Liebe Adrienne, du bist Ernährungsberaterin und hast eine Schwäche für Schokolade. Das schreibst du so zumindest in deinem Buch. Möchtest du ein bisschen mehr über dich und deinen Weg erzählen? Wie entstand „Oh my Gut!“?

Von Haus aus bin ich eigentlich Werbetexterin. Jedoch hatte jedoch immer ein großes Interesse am Thema Ernährung. Nicht nur kulinarisch, weil ich wahnsinnig gerne koche, sondern auch wissenschaftlich. Mich hat schon immer wahnsinnig interessiert, was Ernährung mit unserem Körper macht und wie wir sie nutzen können, um uns rundum wohlzufühlen. Je mehr ich darüber im Netz und Ratgebern las, desto verwirrter war ich irgendwann. Mal war Low Carb der heilige Gral, mal glutenfreie Ernährung, dann Veganismus, Ayurveda, Detoxkuren usw.
Mir wurde klar: Wenn ich wirklich verstehen will, was gut und gesund für meinen Körper ist, brauche ich fundiertes Wissen. Also habe ich kurzerhand nochmal die Schulbank gedrückt – 2 Jahre lang neben dem Job im Fernstudium. Während dieser Zeit habe ich wahnsinnig viel gelernt und ich hatte sogar einige persönliche Aha-Momente. Als mir klar wurde, wie ausschlaggebend die Darmflora für unser Wohlbefinden ist, spezialisierte ich mich auf diesen Bereich. Ich habe Studien zu dem Thema durchforstet und mir viel Fachliteratur dazu einverleibt. Mit der Zeit kam die Idee auf, mein Wissen zu teilen. Naja… und was liegt für eine Werbetexterin näher als einfach darüber zu schreiben?
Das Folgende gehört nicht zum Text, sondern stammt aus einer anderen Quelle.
PR #5457, opened 2026-07-10
Improve DefaultJobParametersConverter and JsonJobParametersConverter

quaff:
1. let `decode()` supports generics.
2. add `@Nullable` to `JobParameterDefinition`.
3. let `JsonJobParametersConverter` encode `identifying` as boolean instead of String, and add tests to verify both boolean and String can be decoded to java `Boolean`.


fmbenhassine:
LGTM 👍 Rebased and merged as 41ddb67eef71535f5e960ee7d1f6a51af7c9d50c. Thank you for your contribution!

PR #5467, opened 2026-07-22
Fix duplicate listener registration in ChunkOrientedStepBuilder

### LINKED ISSUE #5466: Interface listener callbacks are invoked twice when an item handler also has a listener annotation
**Bug description**

If an `ItemReader`, `ItemProcessor`, or `ItemWriter` implements a `StepListener` sub-interface (e.g. `ItemProcessListener`) and also has a method annotated with a listener annotation (e.g. `@BeforeStep`), the object is registered as a listener twice, so every interface callback fires twice per item. The annotated method itself fires once; only the interface callbacks are doubled.

`ChunkOrientedStepBuilder#addAsStreamAndListener` has two non-exclusive branches: `instanceof StepListener` adds the raw object, and `StepListenerFactoryBean.isListener(...)` adds a proxy. Since `AbstractListenerFactoryBean#getObject` resolves callbacks **by interface as well as by annotation**, the proxy delegates the same interface callbacks back to the same target.

This is a regression from 5.2.x, where `SimpleStepBuilder#registerAsStreamsAndListeners` used a single `StepListenerFactoryBean.isListener(...)` branch, so the object was registered once. It fails silently: a listener that accumulates state (counters, files) produces doubled results while the job still completes successfully.

**Environment**

Spring Batch 6.0.4 (Spring Boot 4.1.0), Java 17+, no database. Still present on `main`.

**Steps to reproduce**

Run the reproducer below (`./gradlew bootRun`). Two identical jobs run: one processor only implements `ItemProcessListener`, the other is the same processor plus one `@BeforeStep` method.

```text
without a listener annotation = [beforeProcess:1, afterProcess:1, beforeProcess:2, afterProcess:2]
with @BeforeStep added        = [beforeStep, beforeProcess:1, beforeProcess:1, afterProcess:1, afterProcess:1, beforeProcess:2, beforeProcess:2, afterProcess:2, afterProcess:2]
```

`./gradlew test` asserts the same: `callbacksFireOnceWhenOnlyTheInterfaceIsImplemented` passes, `callbacksShouldAlsoFireOnceWhenAListenerAnnotationIsAdded` fails.

**Expected behavior**

Adding an annotated listener method must not change how the interface callbacks are invoked:

```text
with @BeforeStep added        = [beforeStep, beforeProcess:1, afterProcess:1, beforeProcess:2, afterProcess:2]
```

https://github.com/benelog/spring-batch-practice/tree/main/issue-duplicate-listener

**Suggested fix**

Make the two branches mutually exclusive, as in 5.2.x. `StepListenerFactoryBean.isListener` already returns `true` for interface-only implementations, so the factory branch covers both cases:

```java
if (StepListenerFactoryBean.isListener(itemHandler)) {
    this.stepListeners.add(StepListenerFactoryBean.getListener(itemHandler));
}
else if (itemHandler instanceof StepListener listener) {
    this.stepListeners.add(listener);
}
```

**Related**

- #5451 — `@BeforeStep`/`@AfterStep` ignored by `ChunkOrientedStepBuilder#listener(Object)`: different code path, same class.
- #2077 (BATCH-1493) — the same "registered twice, invoked twice" symptom via manual registration, fixed in 2.x.

benelog:
Resolves #5466

`ChunkOrientedStepBuilder#addAsStreamAndListener` registered an item handler as a listener in two non-exclusive branches: once as the raw object (`instanceof StepListener`) and once as a `StepListenerFactoryBean` proxy (`isListener(...)`). Since `AbstractListenerFactoryBean#getObject` resolves callbacks by interface as well as by annotation, an item handler that implements a listener interface **and** has a listener-annotated method was registered twice, and every interface callback fired twice per item.

This change registers through `StepListenerFactoryBean` only, restoring the 5.2.x behavior of `SimpleStepBuilder#registerAsStreamsAndListeners`:

- `isListener(...)` already returns `true` for interface-only implementations, and
- `getObject()` returns the delegate unchanged when no annotated methods are present (`synthetic == false`), so interface-only handlers are still registered as before.

The added integration test fails on `main` with `expected: <1> but was: <2>` for `beforeProcess`/`afterProcess` counts and passes with this fix.

### DIFF
--- a/spring-batch-core/src/main/java/org/springframework/batch/core/step/builder/ChunkOrientedStepBuilder.java
+++ b/spring-batch-core/src/main/java/org/springframework/batch/core/step/builder/ChunkOrientedStepBuilder.java
@@ -485,13 +485,14 @@ public class ChunkOrientedStepBuilder<I, O> extends StepBuilderHelper<ChunkOrien
 		if (itemHandler instanceof ItemStream itemStream) {
 			this.streams.add(itemStream);
 		}
-		// Register as listener if implements the interface
-		if (itemHandler instanceof StepListener listener) {
-			this.stepListeners.add(listener);
-		}
-		// Register as listener if annotated methods are present
+		// Register as listener if it implements a listener interface or has annotated
+		// methods. The factory covers both cases, so the item handler is registered
+		// only once even if it mixes interfaces and annotations.
 		if (StepListenerFactoryBean.isListener(itemHandler)) {
 			StepListener listener = StepListenerFactoryBean.getListener(itemHandler);
+			this.stepListeners.add(listener);
+		}
+		else if (itemHandler instanceof StepListener listener) {
 			this.stepListeners.add(listener);
 		}
 	}
--- a/spring-batch-core/src/test/java/org/springframework/batch/core/step/item/ChunkOrientedStepIntegrationTests.java
+++ b/spring-batch-core/src/test/java/org/springframework/batch/core/step/item/ChunkOrientedStepIntegrationTests.java
@@ -15,10 +15,12 @@
  */
 package org.springframework.batch.core.step.item;
 
+import org.jspecify.annotations.Nullable;
 import org.junit.jupiter.api.Assertions;
 import org.junit.jupiter.api.Test;
 
 import org.springframework.batch.core.ExitStatus;
+import org.springframework.batch.core.annotation.BeforeStep;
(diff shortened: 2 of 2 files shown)


fmbenhassine:
Rebased and merged as 2708101c9c6a1ab2d129cc6de301e12186377159. Thank you for your contribution  🙏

Du hast in kompletter Eigenregie ein ganzes Kochbuch veröffentlicht. Nebenbei bemerkt eine große Empfehlung. Wann kam die Idee für dieses Projekt? Wie lange hat es gedauert?

Vielen Dank. Freut mich, dass dir das Buch gefällt! Die Idee zum Buch kam beim Lesen der Fachbücher zum Thema Darmgesundheit. Ich fand, dass die Bücher den Darm, seine Funktion und die Wirkung der Ernährung oft sinnvoll erklärten, jedoch waren sie kulinarisch wenig bis gar nicht inspirierend. Ich dachte irgendwann: „Es müsste ein Buch geben, das das Thema leicht und unterhaltsam erklärt und dabei richtig Lust auf eine darmfreundliche Ernährung macht.“ Weil ich ein solches Buch nicht finden konnte, beschloss ich es selbst zu schreiben.
Ich denke, das ist auch der Grund, warum sich mein Buch gar nicht so klar einordnen. Auf der einen Seite umfasst es 100 Seiten Wissen mit einem Ernährungsguide, Tipps für eine darmfreundliche Ernährung, Wochenplänen und Einkaufslisten und auf der anderen Seite enthält es viele leckere darmfreundliche Rezepte, die kulinarisch Spaß machen – von Lasagne bis Mousse au Chocolate. Es ist also nicht nur ein Ratgeber und Sachbuch, sondern auch ein Kochbuch mit fast 100 Rezepten. Das Beste aus zwei Welten, würde ich sagen.
Das Buch selbst zu produzieren und zu verlegen hat über ein Jahr gedauert. Ich hatte großes Glück, dass ich viele Freunde habe, die mich mit ihren beruflichen Fähigkeiten dabei unterstützen konnten. Ohne einen guten Fotografen, eine top Graphikerin, Reinzeichnerin, eine spitzen Lektorin und liebe Menschen, die mir bei der Organisation geholfen haben, wäre das Buch in dieser Qualität gar nicht umsetzbar gewesen.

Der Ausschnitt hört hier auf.